Such combinations of the inventive features which deviate from the combinations discussed hereinabove are deemed to be disclosed as essential to the invention.
The objects and features of the present invention will now be described in more detail below with reference to preferred embodiments as shown by the attached figures.
FIG. 1 shows an axial section through part of a roller according to the present invention;
FIG. 2 shows a modified embodiment of that represented in FIG. 1;
FIG. 3 shows a horizontal projection of part of a roller according to the present invention during application of the heat insulation;
FIG. 4 shows a modified embodiment of that represented in FIG. 3.
Referring to FIG. 1, the roller exhibits a support body 1 which has the form of a cylindrical pipe and may be interior cooled. The support body 1 is provided with support disks 2 on which the material to be heat-treated rests during transport. The support disks 2 are connected, preferably non-rotatably, to the support body 1, for example by means of mountings. Between the support disks, there are insulating layers 3 made of fibre material which serve to protect the material to be heat-treated from localized cooling and the support body 1 from excessive heating.
A heat resistant cable 4 is embedded in each insulating layer 3. The cable 4 is wound around the support body 1 in several coils and ensures that the insulating layer 3 remains firmly connected to the support body 1 even under very arduous conditions.

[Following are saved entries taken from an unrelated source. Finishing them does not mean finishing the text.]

PR #3139, opened 2024-12-28
Update update-icons.yaml: Don't run for forks

Saibamen:
Don't spam PRs for forks


marticliment (approved):

marticliment:
My excuses. I fixed this in the past, but only for the translations one

PR #3167, opened 2025-01-07
Update "Pause Updates" to Use ICU

mrixner:
-----

I tried to make the format string automatically handle the stuff, but it doesn't seem like it supports any plural matching aside from specific numbers. Feel free to revert / change anything you prefer the other / a different version of, as always.


marticliment:
I have looked at this, and, to be honest, I reckon it will be more confusing (both for me and for the translators) to have to translate this long strings than to use the already existing strings differentiating one and many.

Furthermore, most of this strings are already translated (since they are already used on the settings page), so I am going to close this pr.

Nevertheless, thanks for putting the effort into it.

PR #3176, opened 2025-01-10
Load translations from Tolgee

martinet101:


Denisskas:
@marticliment Hello, you can check Tolgee? I fix words.

marticliment:
Thanks for the fix! I will run the translations updater again

PR #3189, opened 2025-01-14
Diversify Icon Detection (Icons for Steam, Local PC, and Microsoft Store Applications)

mrixner:
-----

This pull request allows adding icons to apps from Steam, Local PC, or Microsoft Store sources much more easily. I don't have an GOG or Ubisoft Connect apps installed, so I couldn't add cases for them, and the Android Subsystem for Linux I believe has been discontinued so I didn't bother with that either.

Steam IDs resolve to just a bunch of random numbers, and I didn't know if that would fit with the current sheet (after all, what are random numbers supposed to tell you?), so I prefixed it with `steam:` to clarify that it's a Steam app. Local PC I left as it is (removing the extra metadata), because while some are UUIDs some are also actual package names*. Microsoft Store apps I removed the `MSIX\` and publisher (like WinGet's integration does) as well as removing the random character identifier at the end (e.g. `MSIX\Microsoft.OneDriveSync_24226.1110.4.O_neutral_8wekyb3d8bbwe` -> `OneDriveSync`).

\*
image
image

This PR also enables Steam screenshots / metadata via the [internal Steam API](https://github.com/Revadike/InternalSteamWebAPI/wiki). I was unable to find an API call to get the square logos used in the library page, though, so unless one of the rectangular icons the API DOES provide (which if you would like is not currently implemented and would need me to go back and change something) is acceptable, Steam packages will have to rely on user contributions.

**NOTE:** Currently, in the Package Details page, the "download installer" button opens the Steam install dialog as it is supposed to, but also a random Windows system dialog saying "there's no app on your PC that can open this `about:` link", which doesn't make sense since I have no `about:` links being started. The `installer url` field also does not properly open the Steam install dialog when clicked, despite it being the same URL used for the working `Download installer` button, but I think that's intentional, right?
image
image

I tried to put the Steam check in the `IWinGetManagerHelpers` class but I'm not proficient enough with C# to have a virtual interface body method that I can call in an overriding class, so I just duplicated the implementation.


marticliment:
> I tried to put the Steam check in the `IWinGetManagerHelpers` class but I'm not proficient enough with C# to have a virtual interface body method that I can call in an overriding class, so I just duplicated the implementation.

I will see what I can do to not have this code duplicated.

marticliment:
I honestly don't think the steam game banners would work as icons, as they show too much detail.

However, I will see if the .ico file can be easily extracted from a game installation, as the desktop shodtcuts show more suited icons.

mrixner:
> In fact, steam apps shouldn't even show a download URL...

I know; this is something I added in this PR, when I added Steam package details. It's a link to the steam browser protocol (`steam://install/id`), but clicking it doesn't open Steam like "Download installer" does (which it should, since they use the same Steam browser protocol link).

marticliment:
> I know; this is something I added in this PR, when I added Steam package details. It's a link to the steam browser protocol (`steam://install/id`), but clicking it doesn't open Steam like "Download installer" does (which it should, since they use the same Steam browser protocol link).

To be honest, I don't think it is really important to show that download URL, since steam apps only show on the installed packages page, so the user must already have them installed... Steam games won't show on the discover or updates pages.

marticliment:
Furthermore, Local packages (Steam packages are local packages) shouldn't be able to show their package details...

mrixner:
> I honestly don't think the steam game banners would work as icons, as they show too much detail.
> 
> However, I will see if the .ico file can be easily extracted from a game installation, as the desktop shodtcuts show more suited icons.

Yeah, not the banners, but the API I used has a "logo" property; it's not a square and is fairly large, but I think it's _possible_ it could work, but I don't think it fits great, hence why I didn't add it initially.

mrixner:
> Furthermore, Local packages (Steam packages are local packages) shouldn't be able to show their package details... The entry on the context menu should be greyed out, and the toolbar button shouldn't work either...

Again, my apologies. I changed this so it would work for Steam explicitly since I figured I could get the package details, might as well show them. I didn't realize you didn't want that; in that case, just revert the last commit and it _should_ get rid of all the Steam package details while leaving the icon ID detection, which was the original point of this PR before I got sidetracked adding Steam details.

mrixner:
> I didn't realize you didn't want that; in that case, just revert the last commit and it _should_ get rid of all the Steam package details while leaving the icon ID detection, which was the original point of this PR before I got sidetracked adding Steam details. 

Sorry, all of the commits besides the first*. Let me know if you want me to remove it, I'll open a new PR with just the icon changes when I can.

mrixner:
Done

marticliment (approved):

PR #3247, opened 2025-02-03
Update update-tolgee.yml: Run every Monday

Saibamen:
Reduce git pull requests and commits

### DIFF
--- a/.github/workflows/update-tolgee.yml
+++ b/.github/workflows/update-tolgee.yml
@@ -2,7 +2,7 @@ name: Tolgee CI
 
 on:
   schedule:
-    - cron: 0 0 * * *
+    - cron: 0 0 * * 1
   workflow_dispatch:
 jobs:
   load-translations:


marticliment:
Why?

Saibamen:
To reduce pull requests you need to merge and commits in changelog view.

Right now there are 261 commits between 3.1.5 and 3.1.6-beta3: https://github.com/marticliment/UniGetUI/compare/3.1.5...3.1.6-beta3

And 29 of them are for translations. Lot of them are only updating one or two languages.

marticliment:
> And 30 of them are for translations. Lot of them are only updating one or two languages.

Yes, but updated translations take effect on already published versions of UniGetUI. Therefore, by decreasing the amount of PRs the changes would take much longer to be effective

Saibamen:
>Once a PR is merged, UniGetUI will pull new translations from GitHub

Ahh ok. This is not included in UnigetUI source code, but downloaded from GH and cached on local disk.

marticliment:
Yep, exactly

The cable 4 shrinks under the influence of heat and produces circumferential tensions which press the insulating layer 3 against said support body 1. The connection between the cable 4 and the insulating layer consisting of fibre material is tight and the contact surfaces are large.
The cable 4 itself also consists of insulating fibres and contains a wire 5 to increase its strength.
Referring to FIG. 2, the heat-resistant cable forms two layers, the bottom layer being in contact with the support body 1 and thus creating a very strong connection with the support body 1. In the top layer, the cable is surrounded completely by fibre material, so that the fibre material can adhere strongly to the cable.
The layers according to FIG. 2 are wound in opposing directions and are formed by a continuous strand of cable, the cable being fixed to the support body 1 as indicated by a clamping means 6.
FIG. 3 shows the start of the manufacturing process. One end of the cable 4 is already fixed to the support body 1 of the roller by means of the clamping means 6. The support body 1 is mounted so as to permit its rotation and is then rotated as indicated by an arrow. At the same time, a spray gun 7 represented schematically is put into operation spraying the fibre material onto the support body 1 while the coils of the cable are formed in the direction indicated by the dot-dash line. The spray gun 7 is moved in axial direction. In this manner, a first layer of cable coils is formed. The next layer is wound in the opposite direction.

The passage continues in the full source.